Hence, privacy activists who jump at every opportunity to criticise any move of the government which has even a remotest link to the right to privacy should understand that despite the law being passed, there will continue to be provisions under which the centre can seek personal information from any source. In fact, any delay in the passage of the law will be only to the advantage of the government since the responsibilities of the government department will be far higher when the law becomes effective.
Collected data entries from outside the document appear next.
PR #153, opened 2022-11-14
Add the ManagedClusterModule CRD and reconciler

mresvanis:
The `ManagedClusterModule` CRD is a new Module wrapper that features a selector for ManagedClusters to target specific Spoke clusters.

The respective reconciler creates a `ManifestWork` in the corresponding namespace to deploy a Module in the Spoke cluster. When crafting the `ManifestWork`, the reconciler removes any build or sign section.

`kmm` already supports building and signing kernel modules via the `Module` CRD. This reconciler uses the same features, in order to build and sign the kernel modules only on the Hub.


controllers/managedclustermodule_reconciler.go
```diff
@@ -0,0 +1,84 @@
...
+	logger := log.FromContext(ctx)
+
+	mcm, err := r.getRequestedManagedClusterModule(ctx, req.NamespacedName)
+	if err != nil {
+		if k8serrors.IsNotFound(err) {
+			logger.Info("ManagedClusterModule deleted")
+			return res, nil
+		}
+
+		return res, fmt.Errorf("failed to get the requested %s KMMO CR: %w", req.NamespacedName, err)
```
qbarrand, line 63: The logger should already contain the resource name.
```suggestion
		return res, fmt.Errorf("failed to get the requested CR: %v", err)
```

controllers/managedclustermodule_reconciler.go
```diff
@@ -0,0 +1,84 @@
...
+	}
+
+	logger.Info("Requested KMMO ManagedClusterModule", "namespace", mcm.Name, "name", mcm.Namespace)
```
qbarrand, line 66: The logger from the context has those fields already.
```suggestion
	logger.Info("Requested KMMO ManagedClusterModule")
```

controllers/managedclustermodule_reconciler.go
```diff
@@ -0,0 +1,84 @@
...
+func (r *ManagedClusterModuleReconciler) SetupWithManager(mgr ctrl.Manager) error {
+	return ctrl.NewControllerManagedBy(mgr).
+		For(&kmmv1beta1.ManagedClusterModule{}).
+		Complete(r)
+}
+
+func (r *ManagedClusterModuleReconciler) getRequestedManagedClusterModule(ctx context.Context, namespacedName types.NamespacedName) (*kmmv1beta1.ManagedClusterModule, error) {
+	mcm := kmmv1beta1.ManagedClusterModule{}
+	if err := r.Client.Get(ctx, namespacedName, &mcm); err != nil {
+		return nil, fmt.Errorf("failed to get the kmmo ManagedClusterModule %s: %w", namespacedName, err)
```
qbarrand, line 81:
```suggestion
		return nil, fmt.Errorf("failed to get the ManagedClusterModule %s: %v", namespacedName, err)
```

api/v1beta1/managedclustermodule_types.go
```diff
@@ -0,0 +1,61 @@
...
+}
+
+// ManagedClusterModuleStatus defines the observed state of ManagedClusterModule
+type ManagedClusterModuleStatus struct {
+	// INSERT ADDITIONAL STATUS FIELD - define observed state of cluster
+	// Important: Run "make" to regenerate code after modifying this file
+}
+
+//+kubebuilder:object:root=true
+//+kubebuilder:subresource:status
```
ybettan, line 39: What does those 2 means?

config/samples/kmm_v1beta1_managedclustermodule.yaml
```diff
@@ -0,0 +1,12 @@
+apiVersion: kmm.sigs.k8s.io/v1beta1
```
ybettan, line 1: What is that file for?

controllers/managedclustermodule_reconciler.go
```diff
@@ -0,0 +1,84 @@
...
+)
+
+// ManagedClusterModuleReconciler reconciles a ManagedClusterModule object
+type ManagedClusterModuleReconciler struct {
+	client.Client
+
+	Scheme *runtime.Scheme
+}
+
+//+kubebuilder:rbac:groups=kmm.sigs.k8s.io,resources=managedclustermodules,verbs=get;list;watch;create;update;patch;delete
```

For example, though Section 35 of the PDPB 2019 provides exemptions to the government for certain national security purposes, the power can be exercised only by a due process. If the current order has to be issued after the PDPA comes into effect, DoT needs to document the reasons and be able to justify it under national security requirements. It can be also for fraud investigation or for investigation leading to the Delhi riots, etc. If, however, the data is sought for monitoring call drops or for any other purpose, DoT can call for the information on a de-identified basis. The operator has to then de-identify the data and provide it to the government. If afterwards the department has reasons to investigate any specific case, it can send the appropriate order for sharing of identified personal information. This requires the operators to introduce a system of de-identification and anonymisation of call records which is a technical enablement for which they need to prepare themselves. If DoT asks for de-identified information and the operator provides it, then the responsibility for privacy infringement lies with the operator.
Having collected the information for a specific purpose, the responsibility lies with the government to ensure that it is secure and does not leak out as identified information from its end. If so, the head of DoT is liable under the PDPA. Consumers, on the other hand, can consider both the operator and DoT as data fiduciaries and exercise their rights of access, correction, quality and portability and if justified, the right to forget. There is another issue: who is the owner of the call details record? Is it the consumer or the operator or does it belong to both?
Thus, the incident indicates the type of issues that will arise once the Act comes into existence and why organisations such as COAI and departments of the government need to study the Bill and put in place techno-legal measures to meet compliance requirements as and when it becomes a legal mandate.
If companies are not ready, they will be caught napping like Italy was caught with the infamous “Hug the Chinese” campaign they ran just when the coronavirus was looking for an opportunity to spread. On the other hand, if COAI members are trying to look ahead and take voluntary compliance efforts, the risks of non-compliance can be substantially mitigated. This is the theme of my book Be Aware, Be Ready and Be Compliant, which dwells on the proposed PDPA which is set to become a law in India soon.